The enmity between the two sides who collide again this weekend never seems to subside. Even last week, Jurgen Klopp tried to place Gary Neville's annihilation of the European Super League breakaway clubs within the narrative of Manchester United's dislike of Liverpool.
But when it comes to existential matters — preservation of these two great clubs — the relationship has always been far more complicated than that. It would perhaps be an exaggeration to describe what has existed between them at certain critical moments as 'sympathy' but there is certainly empathy and mutual understanding.
It's why some United fan groups made exploratory calls to Liverpool when the Super League plans became known last week, asking whether they might join protests at Old Trafford this weekend.

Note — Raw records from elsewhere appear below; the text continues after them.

PR #7374, opened 2025-12-29
Make tabindex configurable

crisp-tweakers:
## Changes Overview

Makes the tabindex for the Tabindex core extension configurable, in order to accommodate specific requirements wrt focus order when used in forms.

## Implementation Approach

An approach was already outlined in issue https://github.com/ueberdosis/tiptap/issues/4632 using the coreExtensionOptions configuration option for passing a custom value to the extension. So basically when initializing the editor it can be configured like follows:

```
new Editor({
    coreExtensionOptions: {
        tabindex: {
            value: '4',
        },
    },
})
```

## Testing Done

Tested locally, with and without specifying a value through the configuration option. When no configuration is specified the behaviour remains unchanged (the extension will add a `tabindex="0"` to the editor).

## Verification Steps

When specifying a value through the configuration options the tabindex on the editor instance in the DOM will reflect this value.

## Additional Notes

As there is no existing documentation for the Tabindex core extension I have not updated any documentation. This feature probably has a very niche use-case, and I am not sure what the best way is to document this.

## Checklist

- [ ] I have created a [changeset](https://github.com/changesets/changesets) for this PR if necessary.
- [x] My changes do not break the library.
- [ ] I have added tests where applicable.
- [ ] I have followed the project guidelines.
- [ ] I have fixed any lint issues.

## Related Issues

https://github.com/ueberdosis/tiptap/issues/4632

PR #7804, opened 2026-05-07
Make tabindex configurable

### LINKED ISSUE #4632: [Bug]: Cannot set tabIndex on the React EditorContent

core

2.1.12

`tabIndex` cannot be set on the editor, but we require this to allow focusing the editor even when it's read-only.

Chrome

### Code example

_No response_

Focusing editor `div` should be possible regardless of editability, but current API prevents it via all methods.

_No response_

### Are you sponsoring us?

- [ ] Yes, I’m a sponsor. 💖

arnaugomez:
This PR makes the `tabindex` attribute of the editor configurable via `coreExtensionOptions`.

It builds on the work started in #7374 and addresses the review feedback from that PR.

A `TabindexOptions` type is exported for type safety. The `coreExtensionOptions` interface now includes the `tabindex` property, and JSDoc documentation was added to the extension.

The logic now supports setting a custom tabindex on non-editable editors (for example, `tabindex="-1"` to allow programmatic focus), which fully resolves #4632.

Tests were added to cover default behavior, custom values on editable and non-editable editors, and undefined handling.

### DIFF
--- a/.changeset/many-houses-occur.md
+++ b/.changeset/many-houses-occur.md
@@ -1,0 +1,5 @@
+---
+"@tiptap/core": minor
+---
+
+Add configurable tabindex option to allow customizing the tabindex attribute on the editor element via coreExtensionOptions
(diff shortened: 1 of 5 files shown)


bdbch (approved):

bdbch:
We should make sure to add documentation for this as well.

Manchester United fans are still furious with the Glazer family over their ownershipInsurance Loans Mortgage Attorney Credit Lawyer
Liverpool supporters have also vented their anger at Fenway Sports Group in recent weeks
The idea of a co-ordinated protest was dropped when the ESL plans were ditched but some Liverpool fans may still make the 30-mile trip east up the M62 on Sunday.
This spirit of co-operation between the two is nothing new. United fans have never forgotten 2005. Their club had just been bought by the Glazers when they faced Arsenal in the FA Cup final and their opponents' fans mocked them mercilessly.
'Sold To The USA,' was the Arsenal reworking of Bruce Springsteen's hit that day. It did not go unnoticed among those of a United disposition that Liverpool fans in no way contributed to the ridicule.
United were the first of the rivals to go under American ownership through the Glazers in 2005
It was soon after that Tom Hicks and George Gillett bought Liverpool, in another highly leveraged American buy-out which ultimately put the club in grave jeopardy.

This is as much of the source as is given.